In the material below, some lines carry "reboot". Copy each such line.

........

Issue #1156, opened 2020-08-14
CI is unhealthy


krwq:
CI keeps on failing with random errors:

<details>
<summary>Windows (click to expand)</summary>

........

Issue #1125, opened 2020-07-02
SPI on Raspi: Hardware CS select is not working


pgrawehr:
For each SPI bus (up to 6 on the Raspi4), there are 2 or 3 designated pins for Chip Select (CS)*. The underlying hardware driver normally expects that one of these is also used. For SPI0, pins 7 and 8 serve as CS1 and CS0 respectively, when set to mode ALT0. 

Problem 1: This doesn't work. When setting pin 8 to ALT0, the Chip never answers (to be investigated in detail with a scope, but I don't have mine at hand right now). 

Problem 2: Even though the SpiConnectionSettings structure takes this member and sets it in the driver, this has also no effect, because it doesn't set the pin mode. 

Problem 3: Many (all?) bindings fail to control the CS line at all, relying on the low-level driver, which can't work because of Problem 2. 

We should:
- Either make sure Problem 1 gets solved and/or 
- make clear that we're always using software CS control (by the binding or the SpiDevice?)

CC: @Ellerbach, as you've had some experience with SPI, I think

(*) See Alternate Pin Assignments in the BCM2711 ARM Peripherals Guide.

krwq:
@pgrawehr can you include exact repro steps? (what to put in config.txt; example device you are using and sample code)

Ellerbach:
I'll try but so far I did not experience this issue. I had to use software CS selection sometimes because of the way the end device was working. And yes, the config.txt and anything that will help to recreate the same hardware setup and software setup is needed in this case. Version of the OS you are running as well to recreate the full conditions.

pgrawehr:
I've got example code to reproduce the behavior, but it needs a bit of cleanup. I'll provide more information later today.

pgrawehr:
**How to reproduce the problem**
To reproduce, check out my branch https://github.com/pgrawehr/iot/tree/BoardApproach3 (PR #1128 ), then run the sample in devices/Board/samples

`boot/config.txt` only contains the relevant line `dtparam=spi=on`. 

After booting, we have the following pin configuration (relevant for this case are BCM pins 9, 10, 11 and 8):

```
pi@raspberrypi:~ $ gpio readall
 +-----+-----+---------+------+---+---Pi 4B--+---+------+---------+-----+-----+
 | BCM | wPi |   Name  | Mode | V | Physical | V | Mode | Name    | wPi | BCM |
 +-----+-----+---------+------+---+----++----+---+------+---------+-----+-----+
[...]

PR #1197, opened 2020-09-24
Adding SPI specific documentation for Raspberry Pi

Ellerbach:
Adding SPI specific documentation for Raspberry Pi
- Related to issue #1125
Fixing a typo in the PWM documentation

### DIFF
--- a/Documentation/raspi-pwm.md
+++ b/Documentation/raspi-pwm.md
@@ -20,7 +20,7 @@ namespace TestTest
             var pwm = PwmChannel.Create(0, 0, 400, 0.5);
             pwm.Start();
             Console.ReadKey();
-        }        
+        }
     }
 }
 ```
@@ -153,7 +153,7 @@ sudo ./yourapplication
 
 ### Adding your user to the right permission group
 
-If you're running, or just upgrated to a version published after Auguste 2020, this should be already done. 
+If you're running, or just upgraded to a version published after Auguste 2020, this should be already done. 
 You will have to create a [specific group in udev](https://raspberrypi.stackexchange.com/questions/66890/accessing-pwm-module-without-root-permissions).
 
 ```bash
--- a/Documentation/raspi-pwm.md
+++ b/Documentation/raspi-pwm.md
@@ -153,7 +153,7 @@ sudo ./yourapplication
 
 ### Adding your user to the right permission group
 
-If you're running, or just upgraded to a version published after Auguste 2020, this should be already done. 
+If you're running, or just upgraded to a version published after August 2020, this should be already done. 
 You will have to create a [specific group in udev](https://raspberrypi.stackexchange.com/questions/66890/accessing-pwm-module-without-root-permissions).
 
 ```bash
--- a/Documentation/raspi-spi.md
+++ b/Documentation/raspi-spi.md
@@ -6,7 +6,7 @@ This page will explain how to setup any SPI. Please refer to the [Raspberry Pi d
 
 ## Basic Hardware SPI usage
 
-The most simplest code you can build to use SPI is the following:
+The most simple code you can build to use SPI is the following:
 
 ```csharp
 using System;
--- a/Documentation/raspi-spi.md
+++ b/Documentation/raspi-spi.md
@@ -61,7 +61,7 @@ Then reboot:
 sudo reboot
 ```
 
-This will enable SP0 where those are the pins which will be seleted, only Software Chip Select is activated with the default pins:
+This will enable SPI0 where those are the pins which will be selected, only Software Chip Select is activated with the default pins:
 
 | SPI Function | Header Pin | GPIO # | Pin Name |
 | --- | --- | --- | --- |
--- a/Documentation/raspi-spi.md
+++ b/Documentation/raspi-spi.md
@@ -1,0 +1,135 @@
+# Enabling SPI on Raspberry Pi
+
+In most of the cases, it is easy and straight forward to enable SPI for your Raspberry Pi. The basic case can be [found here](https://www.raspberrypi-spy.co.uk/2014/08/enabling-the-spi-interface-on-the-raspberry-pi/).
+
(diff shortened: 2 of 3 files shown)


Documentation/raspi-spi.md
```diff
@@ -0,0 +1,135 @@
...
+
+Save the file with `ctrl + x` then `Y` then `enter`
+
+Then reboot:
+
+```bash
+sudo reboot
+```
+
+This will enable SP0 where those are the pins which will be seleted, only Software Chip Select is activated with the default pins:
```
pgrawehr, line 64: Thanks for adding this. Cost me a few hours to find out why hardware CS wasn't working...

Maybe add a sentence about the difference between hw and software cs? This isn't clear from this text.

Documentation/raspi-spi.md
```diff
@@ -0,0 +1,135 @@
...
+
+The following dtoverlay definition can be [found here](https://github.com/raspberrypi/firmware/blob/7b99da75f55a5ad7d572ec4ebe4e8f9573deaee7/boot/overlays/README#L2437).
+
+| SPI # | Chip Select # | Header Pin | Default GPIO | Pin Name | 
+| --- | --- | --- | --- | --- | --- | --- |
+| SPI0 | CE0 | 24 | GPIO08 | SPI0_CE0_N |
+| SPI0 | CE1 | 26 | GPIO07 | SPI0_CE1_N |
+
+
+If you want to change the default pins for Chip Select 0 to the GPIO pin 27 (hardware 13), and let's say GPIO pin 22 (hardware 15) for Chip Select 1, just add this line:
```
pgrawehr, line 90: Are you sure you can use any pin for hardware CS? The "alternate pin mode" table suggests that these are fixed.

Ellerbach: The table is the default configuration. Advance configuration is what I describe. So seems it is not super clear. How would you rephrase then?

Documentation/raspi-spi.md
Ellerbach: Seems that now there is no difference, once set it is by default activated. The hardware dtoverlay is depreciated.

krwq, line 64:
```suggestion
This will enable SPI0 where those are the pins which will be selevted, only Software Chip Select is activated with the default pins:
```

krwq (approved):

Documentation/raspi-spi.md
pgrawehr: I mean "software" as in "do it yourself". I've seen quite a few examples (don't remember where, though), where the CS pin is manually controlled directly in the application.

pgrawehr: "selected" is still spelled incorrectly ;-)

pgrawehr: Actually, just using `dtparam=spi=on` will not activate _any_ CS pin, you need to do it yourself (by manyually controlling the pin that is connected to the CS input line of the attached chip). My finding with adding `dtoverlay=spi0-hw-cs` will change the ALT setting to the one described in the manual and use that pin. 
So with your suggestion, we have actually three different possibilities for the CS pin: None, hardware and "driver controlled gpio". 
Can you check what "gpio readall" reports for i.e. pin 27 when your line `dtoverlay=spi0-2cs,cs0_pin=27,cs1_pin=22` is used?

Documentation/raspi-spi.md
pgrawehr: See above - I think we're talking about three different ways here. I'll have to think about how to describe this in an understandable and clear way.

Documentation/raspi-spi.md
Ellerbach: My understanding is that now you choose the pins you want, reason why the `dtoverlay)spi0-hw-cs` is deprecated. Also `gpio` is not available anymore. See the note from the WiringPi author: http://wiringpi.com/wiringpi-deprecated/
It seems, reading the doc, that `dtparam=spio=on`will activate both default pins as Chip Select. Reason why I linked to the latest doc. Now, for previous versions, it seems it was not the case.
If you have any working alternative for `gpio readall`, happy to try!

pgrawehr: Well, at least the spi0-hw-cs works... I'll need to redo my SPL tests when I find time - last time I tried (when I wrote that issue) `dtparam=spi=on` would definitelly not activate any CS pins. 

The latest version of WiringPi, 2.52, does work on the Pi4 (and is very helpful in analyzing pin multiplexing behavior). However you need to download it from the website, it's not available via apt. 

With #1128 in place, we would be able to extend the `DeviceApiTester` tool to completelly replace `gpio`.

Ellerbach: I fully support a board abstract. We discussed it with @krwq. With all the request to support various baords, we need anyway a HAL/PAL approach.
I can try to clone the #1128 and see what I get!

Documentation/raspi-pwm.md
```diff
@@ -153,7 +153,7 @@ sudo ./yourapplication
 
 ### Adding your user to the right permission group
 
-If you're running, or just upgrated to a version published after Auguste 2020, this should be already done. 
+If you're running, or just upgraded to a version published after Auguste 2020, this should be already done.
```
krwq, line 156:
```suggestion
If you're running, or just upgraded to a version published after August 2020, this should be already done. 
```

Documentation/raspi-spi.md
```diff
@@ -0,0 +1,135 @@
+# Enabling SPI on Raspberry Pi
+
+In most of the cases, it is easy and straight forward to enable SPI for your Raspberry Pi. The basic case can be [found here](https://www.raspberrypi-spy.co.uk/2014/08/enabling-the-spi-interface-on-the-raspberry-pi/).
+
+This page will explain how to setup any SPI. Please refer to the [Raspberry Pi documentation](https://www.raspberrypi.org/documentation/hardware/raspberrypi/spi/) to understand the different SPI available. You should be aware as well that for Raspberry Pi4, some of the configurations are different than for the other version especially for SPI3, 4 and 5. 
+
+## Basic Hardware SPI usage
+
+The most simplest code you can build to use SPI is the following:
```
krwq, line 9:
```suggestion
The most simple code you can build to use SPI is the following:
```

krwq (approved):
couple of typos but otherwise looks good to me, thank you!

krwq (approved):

........

**Problem solution:**
@@ -61,7 +61,7 @@ Then reboot:
 sudo reboot
+Then reboot:
+sudo reboot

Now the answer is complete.